- Records to process:
=== Section Start ===

PR #949, opened 2017-03-21
fix block_resize para data_image_dev

hjydxy:
In qemu1.5, the para data_image_dev is something like block-idf2LPA4
In qemu2.6, the para data_image_dev is something like block-idf2LPA4 (#blockxxx)
So, split the para by space and take the first part.
This patch won't effect the legacy version.

Signed-off-by: yanwang <yan.wang@easystack.cn>

### DIFF
--- a/qemu/tests/block_resize.py
+++ b/qemu/tests/block_resize.py
@@ -1,15 +1,16 @@
 import logging
 import re
 
-from autotest.client.shared import error
+from avocado.core import exceptions
 
+from virttest import error_context
 from virttest import utils_misc
 from virttest import utils_test
 from virttest import storage
 from virttest import data_dir
 
 
-@error.context_aware
+@error_context.context_aware
 def run(test, params, env):
     """
     KVM block resize test:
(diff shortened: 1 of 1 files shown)


qemu/tests/block_resize.py
```diff
@@ -69,35 +70,35 @@ def compare_block_size(session, block_cmd, block_pattern):
                             order_magnitude="B"))
     data_image_filename = storage.get_image_filename(data_image_params,
                                                      data_dir.get_data_dir())
-    data_image_dev = vm.get_block({'file': data_image_filename})
+    data_image_dev = vm.get_block({'file': data_image_filename}).split(" ")[0]
```
xutian: it looks vm.get_block() will return block device ID directly.  can you set your monitor_type to 'qmp' then try again.

qemu/tests/block_resize.py
```diff
@@ -1,15 +1,16 @@
 import logging
 import re
 
-from autotest.client.shared import error
+from avocado.core import exceptions
 
+from virttest import error_context
```
xutian: good catch.

qemu/tests/block_resize.py
hjydxy: @xutian In which file can i change monitor_type?

hjydxy: @xutian I see, in /etc/avocado/conf.d/vt.conf. I tried,
vm.get_block({'file': data_image_filename}) is only ok for qmp
vm.get_block({'file': data_image_filename}).split(" ")[0] is ok for both qmp and hmp

hjydxy:
@xutian Anything else need to modified?

qemu/tests/block_resize.py
xutian: if so, I think it should be fixed in avocado-vt not here, thanks

hjydxy: @xutian I see, thank you.

xutian:
@hjydxy  better to run your test with qmp monitor, and our test has stop to support to hump monitor for a long time.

=== Section End ===

- Exercise instructions: An exact copy of every line above is what this asks for.

- Response:
PR #949, opened 2017-03-21
fix block_resize para data_image_dev

hjydxy:
In qemu1.5, the para data_image_dev is something like block-idf2LPA4
In qemu2.6, the para data_image_dev is something like block-idf2LPA4 (#blockxxx)
So, split the para by space and take the first part.
This patch won't effect the legacy version.

Signed-off-by: yanwang <yan.wang@easystack.cn>

### DIFF
--- a/qemu/tests/block_resize.py
+++ b/qemu/tests/block_resize.py
@@ -1,15 +1,16 @@
 import logging
 import re
 
-from autotest.client.shared import error
+from avocado.core import exceptions
 
+from virttest import error_context
 from virttest import utils_misc
 from virttest import utils_test
 from virttest import storage
 from virttest import data_dir
 
 
-@error.context_aware
+@error_context.context_aware
 def run(test, params, env):
     """
     KVM block resize test:
(diff shortened: 1 of 1 files shown)


qemu/tests/block_resize.py
```diff
@@ -69,35 +70,35 @@ def compare_block_size(session, block_cmd, block_pattern):
                             order_magnitude="B"))
     data_image_filename = storage.get_image_filename(data_image_params,
                                                      data_dir.get_data_dir())
-    data_image_dev = vm.get_block({'file': data_image_filename})
+    data_image_dev = vm.get_block({'file': data_image_filename}).split(" ")[0]
```
xutian: it looks vm.get_block() will return block device ID directly.  can you set your monitor_type to 'qmp' then try again.

qemu/tests/block_resize.py
```diff
@@ -1,15 +1,16 @@
 import logging
 import re
 
-from autotest.client.shared import error
+from avocado.core import exceptions
 
+from virttest import error_context
```
xutian: good catch.

qemu/tests/block_resize.py
hjydxy: @xutian In which file can i change monitor_type?

hjydxy: @xutian I see, in /etc/avocado/conf.d/vt.conf. I tried,
vm.get_block({'file': data_image_filename}) is only ok for qmp
vm.get_block({'file': data_image_filename}).split(" ")[0] is ok for both qmp and hmp

hjydxy:
@xutian Anything else need to modified?

qemu/tests/block_resize.py
xutian: if so, I think it should be fixed in avocado-vt not here, thanks

hjydxy: @xutian I see, thank you.

xutian:
@hjydxy  better to run your test with qmp monitor, and our test has stop to support to hump monitor for a long time.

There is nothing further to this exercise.